Лео наблюдал за действом с высоты своей бочки без особого восторга. Он боялся, что сыновья Нильса-Эрика всыплют Генри по первое число: эти здоровые чурбаны уже и водку попивали. К ночи сеновал превратился в сплошную кашу из пьяных рыбаков, квохчущих бабенок, хихикающих девчонок, скандалящих приезжих и тех, кто уже уснул прямо за столом или удобно пристроившись на чердаке. Генри с рыбацким сыном вышли в ночь, чтобы выяснить, кому достанется девушка, а Лео не решился пойти за ними. Он был почти уверен, что Генри придется уступить.
Когда Барон Джаза сыграл последний вальс — нашлись и те, кто еще был в силах танцевать, — маленький ботаник выскользнул с сеновала. Оказавшись под ночным небом, он вдохнул густой летний воздух, влажный и тяжелый, и отправился в лес. Он хотел побыть наедине с собой и подумать о разных вещах, которые волнуют десятилетних мыслителей. Может быть, он гадал, каким недугом страдают отсталые мальчуганы, что с ними не так. В медицинских книгах Лео видел фотографии уродов с огромными головами и с малюсенькими головками размером с булавочную головку, с огромными носами и вообще без носов, людей без рук и с длиннющими ногами, людей с одним глазом и без рта. Вариантов было множество, и Лео знал некоторые болезни, названия которым дали знаменитые врачи, выяснившие, в чем причина недуга. Имена были иностранные, часто немецкие. Может быть, Лео сумел бы выяснить причину болезни Стормёнских мальчишек — болезни Моргана, — чтобы их тоже вылечили. А может быть, ему предстояло обнаружить доселе неизвестный цветок — Morgana morgana — и прославить свое имя бесконечным эхом, отзывающимся на устах до тех пор, пока тычинки и пестики трудятся, а земля вертится.
Лео шел, погрузившись в детские честолюбивые мечты, когда гармонь на сеновале издала последний звук. Народ стал расходиться, девчонки хихикали, мечтая собрать цветы, чтобы положить под подушку. Лео повернул назад и побрел к праздничному сеновалу. Когда он пришел, там никого не было, огонь на дворе погас, и тонкая струйка дыма поднималась к совсем уже светлому небу. Лео в одиночестве отправился к домам на скалах; здесь и там раздавались взрывы смеха и приглушенное хихиканье, но его это не волновало. Смеялись не над ним.
Присев на скале, Лео стал наблюдать восход с обычным для него сосредоточенно-серьезным выражением лица, как вдруг на воде показалась просмоленная лодка, в которой сидели Генри с той самой девушкой.

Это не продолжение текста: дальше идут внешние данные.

PR #1823, opened 2025-05-27
FP8 Param support for offloading

sanandaraj5597:
This PR adds support for CPU offloading when FP8 params feature is enabled.


pggPL:
This fixes some very specific use case scenario - the problem of double offloading happens more often. But I think it is ok to merge it now and work on new offloading logic in parallel.

pggPL (approved):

Они отплывали от причала, Генри сидел на веслах, а девчонка лениво растянулась на палубе. Значит, Генри победил. Сын Нильса-Эрика получил по носу. Лео не мог не признаться себе, что гордится братом. Генри его не видел: он вообще ничего не видел, кроме девчонки, и старался грести как настоящий мужчина. Лодка направлялась к шхерам.
Этой ночью детям позволяли гулять сколько вздумается. Казалось, некоторым родителям только того и надо было: слишком тонкие стенки разделяли спальни. Лео решил погулять еще немного, ему совсем не хотелось домой. Он ничуть не устал, сна не было ни в одном глазу, одиночество ему нравилось, никто к нему не приставал с вопросами, никто не командовал. Лео был свободен. Он мог сидеть на камне, сколько ему хочется, чувствовать, как солнечные лучи медленно нагревают скалу, и мечтать о том, о чем хочется помечтать. Лео видел, как лодка Генри-чаровника пересекает залив: до чего же быстро он вдруг научился грести! — и направляется к укромному местечку. Этому Генри досталось все отцовское обаяние. Так, по крайней мере, говорили Стормёнские старушки. Барона Джаза на острове любили, особенно в день солнцестояния, когда он играл на гармошке и кокетничал с тетушками.